Al desembarcar queda todavía un pequeño trecho en camioneta y
finalmente se llega al “lodge”, tal como llaman a las instalaciones
de este tipo de refugios equipados con gran confort.
Un aparente caos vegetal En Yacutinga
la actividad comienza temprano, a las 7 de la mañana. La razón
es el sol del mediodía, al cual hay que escaparle. Luego de un desayuno
tropical con frutas y pan casero recién horneado, comienzan los paseos
por alguno de los 8 senderos de la reserva. Además se realiza una flotada
en gomón por un arroyo que desemboca en el río Iguazú.
Un guardaparques provincial contratado por Yacutinga oficia de guía bilingüe,
ya que muchos de los huéspedes son extranjeros. Y el hecho de disponer
de un guardaparques con estudios ambientales resulta fundamental a la hora de
observar la selva, ese caos vegetal sin orden alguno aparente donde en verdad
todo tiene una escrupulosa razón de ser.
En el sendero Chico Méndez, el guardaparques señala la corteza
de un árbol ambaí, lisa y sin ramas salvo en su extremo más
alto.

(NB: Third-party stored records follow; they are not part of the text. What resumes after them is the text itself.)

PR #2666, opened 2026-07-06
Add initializeBucketCapacity to seed empty-bucket metrics

delthas:
## Context

Bucket quota metrics live in the `__infostore` collection, keyed `bucket_<name>_<creationTimestamp>`, and are written today only by the s3utils `count-items` cron. A freshly created bucket — or a quota enabled on an empty bucket — has no metric document until the next cron run (up to 24h), so CloudServer's bucket-quota check finds nothing in Scuba and fails open (ARTESCA-17063).

`MongoClientInterface` already touches `__infostore` internally (`writeUUIDIfNotExists`), so this is a natural home for the write.

## Change

- Add `MongoClientInterface.initializeBucketCapacity(bucketName, creationDate, log, cb)` — idempotently inserts a zero-value bucket metric document via `updateOne({_id}, {$setOnInsert: zeroDoc}, {upsert: true})`. An existing document (e.g. one written by count-items with real values) is **never** overwritten.
  - `_id` = `bucket_<name>_<new Date(creationDate).getTime()>`.
  - Document shape matches what count-items produces / Scuba reads: `measuredOn` plus all-zero `usedCapacity` and `objectCount`, built from the module-level `emptyBucketCapacityMetrics` constant.
- Expose it through `MetadataWrapper` with a capability guard (no-op for non-mongodb backends, matching the existing `getUUID`/`countItems` pattern).

The consumer is CloudServer (CLDSRV-949, https://github.com/scality/cloudserver/pull/6221), which calls this on `createBucket` and on `bucketUpdateQuota` of a verifiably-empty bucket.

## Tests

Unit tests (`MongoClientInterface.spec.js`, real `mongodb-memory-server`): inserts a zero document and reads it back; confirms an existing document is not overwritten (idempotent); returns `InternalError` on update failure.

Issue: ARSN-610

### DIFF
--- a/lib/storage/metadata/mongoclient/MongoClientInterface.ts
+++ b/lib/storage/metadata/mongoclient/MongoClientInterface.ts
@@ -151,62 +151,74 @@ export type InternalListObjectParams = {
     gt?: undefined;
 };
 
+export interface UsedCapacityMetrics {
+    current: Long | number;
+    nonCurrent: Long | number;
+    _currentCold: Long | number;
+    _nonCurrentCold: Long | number;
+    _currentRestored: Long | number;
+    _currentRestoring: Long | number;
+    _nonCurrentRestored: Long | number;
+    _nonCurrentRestoring: Long | number;
+    _incompleteMPUParts: Long | number;
+    // present on per-location and inflight-tagged bucket entries
+    _inflightsPreScan?: Long | number;
+}
+
+export interface ObjectCountMetrics {
+    current: Long | number;
+    nonCurrent: Long | number;
+    deleteMarker: Long | number;
+    _currentCold: Long | number;
+    _nonCurrentCold: Long | number;
+    _currentRestored: Long | number;
+    _currentRestoring: Long | number;
+    _nonCurrentRestored: Long | number;
+    _nonCurrentRestoring: Long | number;
+    _incompleteMPUUploads: Long | number;
+}
+
 export interface InfostoreDocument extends Document {
     _id: string | 'uuid';
     value?: string | ObjectMDStats;
     measuredOn?: string;
-    objectCount?: {
-        current: Long | number;
-        _currentCold: Long | number;
-        deleteMarker: Long | number;
-        nonCurrent: Long | number;
-        _nonCurrentCold: Long | number;
-        _currentRestored: Long | number;
-        _currentRestoring: Long | number;
-        _nonCurrentRestored: Long | number;
-        _nonCurrentRestoring: Long | number;
-        _incompleteMPUUploads: Long | number;
-    };
-    usedCapacity?: {
-        current: Long | number;
-        _currentCold: Long | number;
-        nonCurrent: Long | number;
-        _nonCurrentCold: Long | number;
-        _currentRestored: Long | number;
-        _currentRestoring: Long | number;
-        _nonCurrentRestored: Long | number;
-        _nonCurrentRestoring: Long | number;
-        _incompleteMPUParts: Long | number;
-    };
+    objectCount?: ObjectCountMetrics;
+    usedCapacity?: UsedCapacityMetrics;
     locations: {
         [key: string]: {
-            usedCapacity: {
-                current: Long | number;
-                nonCurrent: Long | number;
-                _currentCold: Long | number;
-                _nonCurrentCold: Long | number;
-                _currentRestored: Long | number;
-                _currentRestoring: Long | number;
-                _nonCurrentRestored: Long | number;
-                _nonCurrentRestoring: Long | number;
-                _inflightsPreScan: Long | number;
-                _incompleteMPUParts: Long | number;
-            };
-            objectCount: {
-                current: Long | number;
-                nonCurrent: Long | number;
-                _currentCold: Long | number;
-                _nonCurrentCold: Long | number;
-                _currentRestored: Long | number;
-                _currentRestoring: Long | number;
-                _nonCurrentRestored: Long | number;
-                _nonCurrentRestoring: Long | number;
-                _incompleteMPUUploads: Long | number;
-                deleteMarker: Long | number;
-            };
+            usedCapacity: UsedCapacityMetrics;
+            objectCount: ObjectCountMetrics;
         };
     };
 }
+
+// Canonical zero-value capacity/count metrics for an empty bucket, matching the
+// structure downstream metric readers expect.
+const emptyBucketCapacityMetrics: { usedCapacity: UsedCapacityMetrics; objectCount: ObjectCountMetrics } = {
+    usedCapacity: {
+        current: 0,
+        nonCurrent: 0,
+        _currentCold: 0,
+        _nonCurrentCold: 0,
+        _currentRestored: 0,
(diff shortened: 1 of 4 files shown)


lib/storage/metadata/mongoclient/MongoClientInterface.ts
```diff
@@ -2678,6 +2706,53 @@ class MongoClientInterface {
...
+        log: werelogs.Logger,
+        cb: ArsenalCallback<void>,
+    ) {
+        const i = this.getCollection<InfostoreDocument>(INFOSTORE);
+        if (!i) {
+            log.error('initializeBucketCapacity: error getting infostore collection');
+            return cb(errors.InternalError);
+        }
+        const _id = `bucket_${bucketName}_${new Date(creationDate).getTime()}`;
+        const doc = <InfostoreDocument>{
```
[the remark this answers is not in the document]
delthas: Good catch — the description was stale; it's now updated. `ownerCanonicalId`/`accountOwnerID` were intentionally dropped.

Nothing consumes the seed doc's `accountOwnerID`: Scuba's read path only touches `usedCapacity`/`objectCount`, and count-items fully replaces `__infostore` (atomic collection rename) before `updateInflightDeltas` runs, so the seed's copy would never be read. count-items itself only sets `accountOwnerID` conditionally (when inflights > 0), so omitting it here is consistent with the common case.

tests/unit/storage/metadata/mongoclient/MongoClientInterface.spec.js
maeldonn, line 1: Could we use async/await instead of callbacks ?

lib/storage/metadata/mongoclient/MongoClientInterface.ts
```diff
@@ -2711,6 +2739,53 @@ class MongoClientInterface {
...
+        creationDate: string,
+        log: werelogs.Logger,
+        cb: ArsenalCallback<void>,
+    ) {
+        const i = this.getCollection<InfostoreDocument>(INFOSTORE);
+        if (!i) {
+            log.error('initializeBucketCapacity: error getting infostore collection');
+            return cb(errors.InternalError);
+        }
+        const _id = `bucket_${bucketName}_${new Date(creationDate).getTime()}`;
```
maeldonn: Should we verify that creationDate is valid ?
```ts
        const ts = new Date(creationDate).getTime();
        if (Number.isNaN(ts)) {
            log.error('initializeBucketCapacity: invalid creationDate', { bucketName, creationDate });
        }
```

Extrañamente, este árbol es el único que no está
entrelazado con los demás mediante lianas y enredaderas que lo parasiten,
ya que en su interior habita la hormiga azteca –atraída por un
néctar especial– que devora a toda clase de intrusos en su morada.
Por su parte, el árbol (de nombre grapia) tiene su propia estrategia
para librarse de las parásitas: simplemente se desprende de su propia
corteza cada determinado tiempo, y todas terminan en el suelo.
En este sendero hay gran cantidad de ejemplares de la palmera que alberga en
su tallo a los sabrosos palmitos, que al ser cosechados ocasionan la muerte
del árbol. Como consecuencia de la tala –que está prohibida–,
la especie se encuentra en serio riesgo de extinción. En Yacutinga está
a buen resguardo, salvo en los tiempos de sequía cuando los simpáticos
monitos caí –que pasan de rama en rama con su cría a cuestas
sobre la espalda– tienen problemas para conseguir su alimento habitual
y tumban las palmeras menores a dos metros de altura para comerse los palmitos.
Durante los paseos pueden verse árboles secos muertos de pie y otros
caídos pudriéndose de a poco pero dando albergue al mismo tiempo
a larvas de insectos que son el alimento de los coatíes y los pájaros
carpinteros. También hay profusión de cañas de bambú
tacuarembó, que colonizan sectores completos de la selva en muy poco
tiempo. Cuando, por ejemplo, se cae un timbó de 30 metros dejando una
gran abertura en la selva por donde entra un exceso de sol, las cañas
crecen rápidamente para evitar la sequedad y cicatrizar esa “herida”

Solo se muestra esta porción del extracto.